• [Work to complete]: Go through the data and copy each line where the string "privileges" appears.

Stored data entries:
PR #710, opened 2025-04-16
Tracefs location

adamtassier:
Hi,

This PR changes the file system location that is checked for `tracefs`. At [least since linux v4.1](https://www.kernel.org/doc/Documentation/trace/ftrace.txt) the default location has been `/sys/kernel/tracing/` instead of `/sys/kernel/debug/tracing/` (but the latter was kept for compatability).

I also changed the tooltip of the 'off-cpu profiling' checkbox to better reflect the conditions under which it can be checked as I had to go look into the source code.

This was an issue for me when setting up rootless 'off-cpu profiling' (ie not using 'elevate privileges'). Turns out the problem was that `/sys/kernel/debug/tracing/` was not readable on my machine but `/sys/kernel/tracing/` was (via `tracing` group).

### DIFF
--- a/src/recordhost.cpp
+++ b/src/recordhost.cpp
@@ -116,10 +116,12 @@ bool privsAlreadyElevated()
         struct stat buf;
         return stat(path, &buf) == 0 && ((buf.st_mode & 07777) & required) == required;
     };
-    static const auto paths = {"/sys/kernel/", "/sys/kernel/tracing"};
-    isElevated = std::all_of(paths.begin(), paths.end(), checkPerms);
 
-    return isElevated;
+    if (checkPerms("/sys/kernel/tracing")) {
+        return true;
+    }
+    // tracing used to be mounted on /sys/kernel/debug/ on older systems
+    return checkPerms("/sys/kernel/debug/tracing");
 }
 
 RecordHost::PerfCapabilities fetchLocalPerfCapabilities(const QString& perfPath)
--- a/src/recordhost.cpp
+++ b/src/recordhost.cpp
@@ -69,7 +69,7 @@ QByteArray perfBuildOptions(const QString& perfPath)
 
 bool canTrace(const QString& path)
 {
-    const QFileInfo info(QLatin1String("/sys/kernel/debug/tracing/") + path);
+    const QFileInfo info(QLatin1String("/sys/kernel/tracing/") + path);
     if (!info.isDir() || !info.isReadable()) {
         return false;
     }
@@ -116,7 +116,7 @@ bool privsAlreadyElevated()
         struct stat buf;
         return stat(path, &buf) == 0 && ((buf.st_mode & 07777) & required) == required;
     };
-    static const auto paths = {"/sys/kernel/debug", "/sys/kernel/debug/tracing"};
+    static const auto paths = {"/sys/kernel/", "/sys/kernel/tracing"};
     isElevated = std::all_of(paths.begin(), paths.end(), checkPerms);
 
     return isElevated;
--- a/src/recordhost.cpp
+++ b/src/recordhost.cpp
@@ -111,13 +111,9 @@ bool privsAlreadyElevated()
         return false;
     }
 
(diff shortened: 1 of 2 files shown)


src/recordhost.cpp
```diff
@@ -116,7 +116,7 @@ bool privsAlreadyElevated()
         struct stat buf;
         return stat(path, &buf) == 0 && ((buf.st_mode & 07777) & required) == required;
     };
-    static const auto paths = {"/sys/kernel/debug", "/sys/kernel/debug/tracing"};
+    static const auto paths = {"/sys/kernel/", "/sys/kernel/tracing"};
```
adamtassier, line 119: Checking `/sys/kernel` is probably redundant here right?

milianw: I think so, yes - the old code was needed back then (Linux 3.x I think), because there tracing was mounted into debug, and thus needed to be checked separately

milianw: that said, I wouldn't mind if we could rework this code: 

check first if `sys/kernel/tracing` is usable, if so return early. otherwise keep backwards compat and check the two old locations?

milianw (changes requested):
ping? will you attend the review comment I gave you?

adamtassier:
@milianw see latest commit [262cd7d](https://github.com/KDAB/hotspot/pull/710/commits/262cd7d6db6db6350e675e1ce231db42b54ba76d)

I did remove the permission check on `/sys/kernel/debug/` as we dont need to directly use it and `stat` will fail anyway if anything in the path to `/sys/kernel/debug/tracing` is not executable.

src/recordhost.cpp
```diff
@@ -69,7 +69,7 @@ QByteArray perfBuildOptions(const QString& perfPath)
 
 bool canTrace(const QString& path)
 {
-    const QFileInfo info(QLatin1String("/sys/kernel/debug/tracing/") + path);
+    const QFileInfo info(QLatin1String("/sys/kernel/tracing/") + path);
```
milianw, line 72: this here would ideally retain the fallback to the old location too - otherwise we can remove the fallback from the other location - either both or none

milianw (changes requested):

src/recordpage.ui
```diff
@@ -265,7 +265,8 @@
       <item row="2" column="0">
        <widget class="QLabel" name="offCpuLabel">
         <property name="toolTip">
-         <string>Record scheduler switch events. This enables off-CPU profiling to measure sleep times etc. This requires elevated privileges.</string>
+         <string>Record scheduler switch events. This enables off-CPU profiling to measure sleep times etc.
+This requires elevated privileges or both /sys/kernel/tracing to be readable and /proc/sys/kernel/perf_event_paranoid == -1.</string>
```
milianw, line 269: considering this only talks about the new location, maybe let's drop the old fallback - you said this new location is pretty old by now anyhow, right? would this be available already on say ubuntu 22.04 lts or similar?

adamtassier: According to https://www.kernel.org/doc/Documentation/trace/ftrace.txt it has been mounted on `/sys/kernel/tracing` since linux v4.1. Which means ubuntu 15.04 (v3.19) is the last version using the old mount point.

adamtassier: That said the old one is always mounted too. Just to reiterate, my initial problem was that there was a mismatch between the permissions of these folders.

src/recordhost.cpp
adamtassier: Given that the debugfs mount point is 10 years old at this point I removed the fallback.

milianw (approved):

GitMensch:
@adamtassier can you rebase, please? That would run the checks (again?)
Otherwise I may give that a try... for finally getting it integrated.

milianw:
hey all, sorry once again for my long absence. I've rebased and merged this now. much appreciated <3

• [Your response]:
This was an issue for me when setting up rootless 'off-cpu profiling' (ie not using 'elevate privileges'). Turns out the problem was that `/sys/kernel/debug/tracing/` was not readable on my machine but `/sys/kernel/tracing/` was (via `tracing` group).
-         <string>Record scheduler switch events. This enables off-CPU profiling to measure sleep times etc. This requires elevated privileges.</string>
+This requires elevated privileges or both /sys/kernel/tracing to be readable and /proc/sys/kernel/perf_event_paranoid == -1.</string>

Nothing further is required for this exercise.